The case was decided by a single superior court judge during a bench trial. He found, among other things, that
- the multiple choice format was not related to a sergeant’s job duties;
- the memorization format had a discriminatory impact on minorities;
- the Education and Experience weighted component was not justified;
- that better alternatives were available, such as fewer test questions, removal of memorization format, smaller reading lists, making the test “pass-fail”; banding scores, assessment centers, and interviews, etc.
The case will now proceed to the remedy phase, which according to the court must address the “deep seated illegality in the testing format by HRD at least for the 2006, 06, 07, 08, 2010 and 2012 exams.” The court did, however, suggest that promotions that have been already made will not be affected.

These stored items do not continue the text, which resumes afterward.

PR #701, opened 2021-11-02
feat: focus in and out of selection toolbar

haxxmaxx:
## Motivation

part of qlik-oss/sn-table#356

When keyboardNavigation is true, the selection toolbar should refocus the chart when you tab out of it (tab on last element or shift tab on first element). Adding a method to the keyboard hook so that you can set focus on the selection toolbar from the chart. Also enabling optional chaining.

What is missing from it behaving like a sheet is clicking outside to confirm selections, not sure we want this.

### DIFF
--- a/apis/nucleus/src/components/ActionsToolbar.jsx
+++ b/apis/nucleus/src/components/ActionsToolbar.jsx
@@ -119,8 +119,14 @@ const ActionsToolbar = ({
   useEffect(() => {
     if (!focusHandler) return;
 
-    const focusFirst = () => getEnabledButton(false)?.focus?.();
-    const focusLast = () => getEnabledButton(true)?.focus?.();
+    const focusFirst = () => {
+      const enabledButon = getEnabledButton(false);
+      enabledButon && enabledButon.focus();
+    };
+    const focusLast = () => {
+      const enabledButon = getEnabledButton(true);
+      enabledButon && enabledButon.focus();
+    };
     focusHandler.on('focus_toolbar_first', focusFirst);
     focusHandler.on('focus_toolbar_last', focusLast);
   }, []);
@@ -151,7 +157,7 @@ const ActionsToolbar = ({
 
   const tabCallback =
     // if keyboardNavigation is true, create a callback to handle tabbing from the first/last button in the toolbar that resets focus on the content
-    keyboardNavigation && focusHandler?.refocusContent
+    keyboardNavigation && focusHandler && focusHandler.refocusContent
       ? (evt) => {
           if (evt.key !== 'Tab') return;
           const isTabbingOut =
--- a/apis/nucleus/src/components/ActionsToolbar.jsx
+++ b/apis/nucleus/src/components/ActionsToolbar.jsx
@@ -91,6 +91,7 @@ const ActionsToolbar = ({
     anchorEl: null,
   },
   focusHandler = null,
+  actionsRefMock = null, // for testing
 }) => {
   const defaultSelectionActions = useDefaultSelectionActions(selections);
   const { itemSpacing } = useStyles();
@@ -105,8 +106,10 @@ const ActionsToolbar = ({
   const dividerStyle = useMemo(() => ({ margin: theme.spacing(0.5, 0) }));
 
   const getEnabledButton = (last) => {
-    if (!actionsRef.current) return null;
-    const buttons = actionsRef.current.querySelectorAll('button:not(.Mui-disabled)');
+    const actionsElement = actionsRef.current || actionsRefMock;
+    if (!actionsElement) return null;
+    const buttons = actionsElement.querySelectorAll('button:not(.Mui-disabled)');
+
     return buttons[last ? buttons.length - 1 : 0];
   };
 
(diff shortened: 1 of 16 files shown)


apis/nucleus/src/components/Cell.jsx
```diff
@@ -92,7 +93,7 @@ const LoadingSn = ({ delay = 750 }) => {
     return () => clearTimeout(handle);
   }, []);
 
-  return showLoading && <Loading />;
+  return showLoading ? <Loading /> : null;
```
haxxmaxx, line 96: lint fix

apis/nucleus/src/components/ActionsToolbar.jsx
```diff
@@ -90,24 +90,41 @@ const ActionsToolbar = ({
...
     setMoreEnabled(more.enabled);
   }, [more.enabled]);
 
+  useEffect(() => {
+    if (!focusHandler) return;
+
+    const focusFirst = () => getFirstEnabledButton(false)?.focus?.();
+    const focusLast = () => getFirstEnabledButton(true)?.focus?.();
+    focusHandler.on('focus_toolbar_first', focusFirst);
+    focusHandler.on('focus_toolbar_last', focusLast);
```
haxxmaxx, line 125: Don't think I need to remove these, since they are attached to `focusHandler`, and not to the DOM somewhere

apis/nucleus/src/components/Cell.jsx
```diff
@@ -282,12 +283,32 @@ const Cell = forwardRef(
...
+
+    focusHandler.current.blurCallback = (resetFocus) => {
+      halo.root.toggleFocusOfCells();
+      if (resetFocus && contentNode) {
+        contentNode.focus();
+      }
+    };
+    focusHandler.current.refocusContent = () => {
+      typeof state.sn.component?.focus === 'function' && state.sn.component.focus();
+    };
```
haxxmaxx, line 311: So the `focusHandler` instance need to stay the same, and `eventmixin` should only run the first time. The other methods I need to add afterwards. Not sure why but it worked this way

apis/nucleus/src/components/Cell.jsx
```diff
@@ -486,11 +498,19 @@ const Cell = forwardRef(
...
+              anchorEl={cellNode}
+              hovering={hovering}
+              focusHandler={focusHandler.current}
+            >
               &nbsp;
             </Header>
           )}
           <Grid
+            tabIndex={keyboardNavigation ? 0 : -1}
+            onKeyDown={keyboardNavigation ? handleKeyDown : null}
```
haxxmaxx, line 513: Moving these so it is not listening to events in the action toolbar

apis/nucleus/src/components/Header.jsx
```diff
@@ -71,9 +71,15 @@ const Header = ({ layout, sn, anchorEl, hovering }) => {
   const Toolbar = (
     <ActionsToolbar
       show={showToolbar}
-      selections={{ show: showInSelectionActions, api: sn.component.selections }}
+      selections={{
+        show: showInSelectionActions,
+        api: sn.component.selections,
+        onConfirm: focusHandler.refocusContent,
+        onCancel: focusHandler.refocusContent,
```
niekvanstaveren, line 78: Would this show when selecting with mouse as well?

apis/nucleus/src/components/ActionsToolbar.jsx
haxxmaxx: In cell.js, yes possibly... I was getting errors when I added returned a function with `focusHandler.remove`

apis/nucleus/src/components/Header.jsx
haxxmaxx: yes... It is not that pretty. I could try to make different key and click handlers. I think I ran into some problems when I tried before, but should be possible

niekvanstaveren: Would it be possible to check keyboard.active? Docs say that it is only active when space/enter is used to activate the chart

haxxmaxx: yes but it is set to false when you blur the chart which you do when you navigate to the toolbar...

niekvanstaveren: Maybe we can check the event instead. Not super pretty, but don't refocus on click events or something

apis/nucleus/src/components/ActionsToolbar.jsx
haxxmaxx: I just checked, it does not. It is wrapped in a useEffect that only runs the first render, which is when the chart is mounted, not every time the toolbar shows up

niekvanstaveren (approved):
Code looks good I think. Quite a lot of things going on. Could we add some specific unit tests for this behavior?

haxxmaxx:
> Code looks good I think. Quite a lot of things going on. Could we add some specific unit tests for this behavior?
Agree. Not straight forward but I'll try to write some where it is possible before merging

HRD has indicated that it will refund the testing fees for those impacted. It remains unclear what other damages will result from the decision. Obviously many individuals have spent money and time well beyond just the test fees, and we are analyzing that issue as well and will update accordingly. What is next for the promotion process is unknown. Importantly, any changes to the process, its criteria, use of assessment centers, etc. are generally mandatory subjects of bargaining, and unions have rights under GL c. 150E with regard to such changes.